Maybe because it is real and doesn’t have enough doom and conspiracy flavouring? Or the right sort? I just don’t understand why people prefer to react to imaginary threats instead of real ones. Even when it is malware and criminal hacking, they have all sorts of weird ideas and fears, but you can’t get them to change behavior or harden their devices against real problems.

Ben (profile) says:

Re: Re:

Y2K was a deadline and people really behave differently when there are deadlines (just ask a student!)

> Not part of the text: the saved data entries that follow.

PR #184, opened 2024-09-06
fix(tools): infinite recursion in sfstools.sh

fogti:
Fixes https://github.com/lizardfs/lizardfs/issues/886, requested in https://github.com/lizardfs/lizardfs/pull/887#issuecomment-2333801710
This commit is a port of that fix for LizardFS to SaunaFS.

An example error message was:

```console
$ LC_ALL=C bash -x /usr/bin/mfssetgoal --help
++ basename /usr/bin/mfssetgoal
+ tool=mfssetgoal
+ mfssetgoal --help
bash: warning: shell level (1000) too high, resetting to 1
```

### DIFF
--- a/src/tools/sfstools.sh
+++ b/src/tools/sfstools.sh
@@ -1,5 +1,4 @@
 #!/usr/bin/env bash
 
-tool=$(basename $0)
-
-${tool/saunafs/saunafs } "$@"
+tool="$(basename $0)"
+exec saunafs "${tool#sfs}" "$@"
--- a/tests/test_suites/SanityChecks/test_sfstools.sh
+++ b/tests/test_suites/SanityChecks/test_sfstools.sh
@@ -1,0 +1,60 @@
+CHUNKSERVERS=4 \
+	SFSEXPORTS_EXTRA_OPTIONS="allcanchangequota" \
+	# MASTER_CUSTOM_GOALS="2 2: _" \
+	USE_RAMDISK=YES \
+	setup_local_empty_saunafs info
+
+cd "${info[mount0]}"
+
+touch test
+mkdir dir
+
+goal=$(sfsgetgoal dir)
+
+assert_equals "$goal" "dir: 1"
+
+goal=$(sfssetgoal 2 dir)
+
+assert_equals "$goal" "dir: 2"
+
+
+time=$(sfsgettrashtime test)
+assert_equals "$time" "test: 86400"
+sfssettrashtime 0 test
+time=$(sfsgettrashtime test)
+assert_equals "$time" "test: 0"
+
+attrs=$(sfsgeteattr test)
+assert_equals "$attrs" "test: -"
+sfsseteattr -f noattrcache test
+attrs=$(sfsgeteattr test)
+assert_equals "$attrs" "test: noattrcache"
+sfsdeleattr -f noattrcache test
+attrs=$(sfsgeteattr test)
+assert_equals "$attrs" "test: -"
+
+check=$(sfscheckfile test)
+assert_equals "$check" "test:"
+check=$(sfsfileinfo test)
+assert_equals "$check" "test:"
+
+echo "foo" > test
+echo "bar" > test2
+
+sfsappendchunks test2 test
+# We aren't checking the result, since it can take some time. Another test
+# should be check if it's working with (with the saunafs command)
+
+assert_equals "$(sfsdirinfo dir)" "$(saunafs dirinfo dir)"
+
+sfsfilerepair test
+
+sfsmakesnapshot dir dir_snapshot
+
+quota=$(sfsrepquota -d dir)
+assert_equals "$quota" "# User/Group ID/Directory; Bytes: current usage, soft limit, hard limit; Inodes: current usage, soft limit, hard limit;"
+
+sfssetquota -d 1000000 2000 1000000 2000 dir
+
+quota=$(sfsrepquota -d dir)
+assert_equals "$quota" "$(saunafs repquota -d dir)"


src/tools/sfstools.sh
```diff
@@ -1,5 +1,9 @@
 #!/usr/bin/env bash
 
-tool=$(basename $0)
-
-${tool/saunafs/saunafs } "$@"
+tool="$(basename $0)"
+case "$tool" in
+  (lizardfs*) tool="${tool#lizardfs}" ;;
+  (mfs*) tool="${tool#mfs}" ;;
+  (saunafs*) tool="${tool#saunafs}" ;;
```
fogti, line 7: It is not clear to me if this should also catch `sfs*`, see also: https://github.com/leil-io/saunafs/commit/64f3f27c1ee7550156192367cbcedeeaac00039d

uristdwarf: It actually should. `sfs` is what `mfs` used to stand for in the code base. `saunafs` is the renamed `lizardfs` tool, which is the binary this script will call. So I don't think there is even a need to add a switch between `saunafs` (`lizardfs`) and `sfs` (`mfs`) as calling `saunafs` directly won't invoke this script at all.

Could you also please remove the `mfs` and `lizardfs`? We don't want to conflict with either MooseFS or LizardFS (as we renamed everything to not conflict, these will not be an issue anymore).

uristdwarf (changes requested):
Generally looks good, consider my suggestions above and I'll try this out.

Also, if it's possible please sign the commit and add a Signed-off message (https://elinux.org/Developer_Certificate_Of_Origin). We are probably introducing DCO in the near future, and it may take a while for this to merge (because we are dealing with issues with the CI)

src/tools/sfstools.sh
fogti: I warn you therefore, you should know that this changes the behavior of the script to strip `sfs` instead of `saunafs` as before. Do you have any release notes where this should be mentioned for package maintainers?

uristdwarf: > you should know that this changes the behavior of the script to strip sfs instead of saunafs as before

This must have been some kind of regression. It should have replaced mfs with lizardfs in LizardFS, but now I see that in LizardFS it's replacing lizardfs with lizardfs!

Digging deeper, the original commit for this looked like this: https://github.com/leil-io/saunafs/commit/23e3af5ac794c0cb790abefa712a6ec40eabd1d9#diff-61ffda4854ab1bec0eabeee8ef0cb7fb6ba6a7c41dd34845e97442dc7fcff00aR1

But this changed with this commit
https://github.com/leil-io/saunafs/commit/4684bb21667b126f14f4c11333e46af46488f1d8#diff-61ffda4854ab1bec0eabeee8ef0cb7fb6ba6a7c41dd34845e97442dc7fcff00aR5

I can only assume this was a mistake, since there's no reason to replace lizardfs with lizardfs, the mfs set of tools (now sfs) are simply this script file.

Why this was never caught I'll never know.

> Do you have any release notes where this should be mentioned for package maintainers?

We have a changelog that automatically fetches commits since previous stable release when we release, and we try to avoid stuff that breaks packaging in minor/patch versions (i.e 4.4.0, the middle and right number should not break anything, including packaging, however the left one could.). I don't believe this could affect package maintainers (unless they fixed this themselves), but perhaps for breaking changes, we could potentially use ReleaseNotes for that since that hasn't been updated since LizardFS (outside of accidentally renaming LizardFS in there to SaunaFS).

fogti: there is a reason to replace `lizardfs` with `lizardfs ` (notice the extra space), and it's also exactly what the original script (in the patch this was ported from) did. Are you sure that you have no more references to `mfs` in the code base (which caused issues in LizardFS)?

uristdwarf: > there is a reason to replace `lizardfs` with `lizardfs ` (notice the extra space)

Ah I see now. But it still doesn't explain why the match was changed from `mfs` to `lizardfs` (see second commit), as how would that help considering calling, for example mfssetgoal, would not replace anything in this case and would call mfssetgoal again, causing an infinite bash recursion (hence the error message). Seems like someone in the past did find and replace but didn't check if this would break the intended behavior here.

The CMake file that generates all the sfs* tools: https://github.com/leil-io/saunafs/blob/main/src/tools/CMakeLists.txt

Notice that all it does is create links for the sfs* tools to this script file. The saunafs binary doesn't touch this script at all. This is the same for LizardFS with mfs*.

https://github.com/lizardfs/lizardfs/blob/master/src/tools/CMakeLists.txt

> Are you sure that you have no more references to mfs in the code base (which caused issues in LizardFS)?

Positive

image

And neither LizardFS references either

image

uristdwarf: In fact, now that I think about it, this mfs to lizardfs change was never released in stable (since they stopped I think around 2018 making any new stable releases, and the commit date for the change was 2019), so this technically is a regression from LizardFS.

uristdwarf: Either way, thanks for taking the time to fix this. We are going to probably remove the sfs* links in 5.0.0 or later and we encourage using saunafs instead. However, while it's still here, might as well fix it as some people coming from LizardFS are still used to it. I was going to fix it myself, but then I remembered there was a hanging PR for this in LizardFS, so I thought I would ask you.

I'll try this out tomorrow and if it works, I think we can merge it (after it passes CI, which might take some time).

uristdwarf (approved):
LGTM. I've added a commit that adds a test to help catch any regressions with these tools in the future.

One final request: Can you please base this on dev branch, as that's our development branch? Thanks again for helping out.

fogti:
isn't that test a bit large? I think it might make more sense to just call `sfsgetgoal --help` and check that it returns successful.

uristdwarf:
> isn't that test a bit large? I think it might make more sense to just call sfsgetgoal --help and check that it returns successful.

I want to make sure that all the tools are working as expected, not only fix this regression.

lgsilva3087 (approved):
LGTM

uristdwarf (approved):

HIPAA was a deadline and healthcare industries scrambled and fought to be ready when it went into effect.

HHS (or whomever is in charge of hospital regs) needs to define repercussions for hospitals not taking security (and backups) seriously. Not sure what the effect will be with the new administration, but it is certainly something that needs to get done now.

TRX (profile) says:

“Don’t be silly, your medical records are perfectly safe, and there’s no way any outsider can get into any of our internet-connected medical equipment. Have you talked to your therapist about your paranoia?”

“But our vendors and their equipment must be able to communicate at will, in order to provide the highest possible standards of service!”

“What do you mean, a five-user pack of Norton Antivirus won’t cover the entire hospital?!”

“Senior management gets annoyed with passwords, so we don’t use them, except with equipment that requires one, in which case it is “1-2-3-4-5”.

Frost (profile) says:

Well, what do you expect?

It’s capitalism. One very successful way to get more money, which means you get more freedom also, is to steal it. You can extort people, rob people or defraud people – and these are all done because there is strong incentive to do so.

The system is innately broken as it encourages this kind of thing. It’s everyone against everyone else, so again, why would anyone be surprised? Only by switching to a cooperation based social system where people have their needs met as a matter of course will we finally design crime away.

That said, malware can be mitigate almost entirely. Just disable all Office documents that have unsigned macros, make it impossible for the mail app to open executables and disable windows scripting host on the computer and you’re malware proofed. If hospitals can’t manage to do these things, they have incompetent admins or more likely highly incompetent leadership.

And any equipment manufacturer who has a system that can be infected with malware should be sued into oblivion for failing to create a safe device.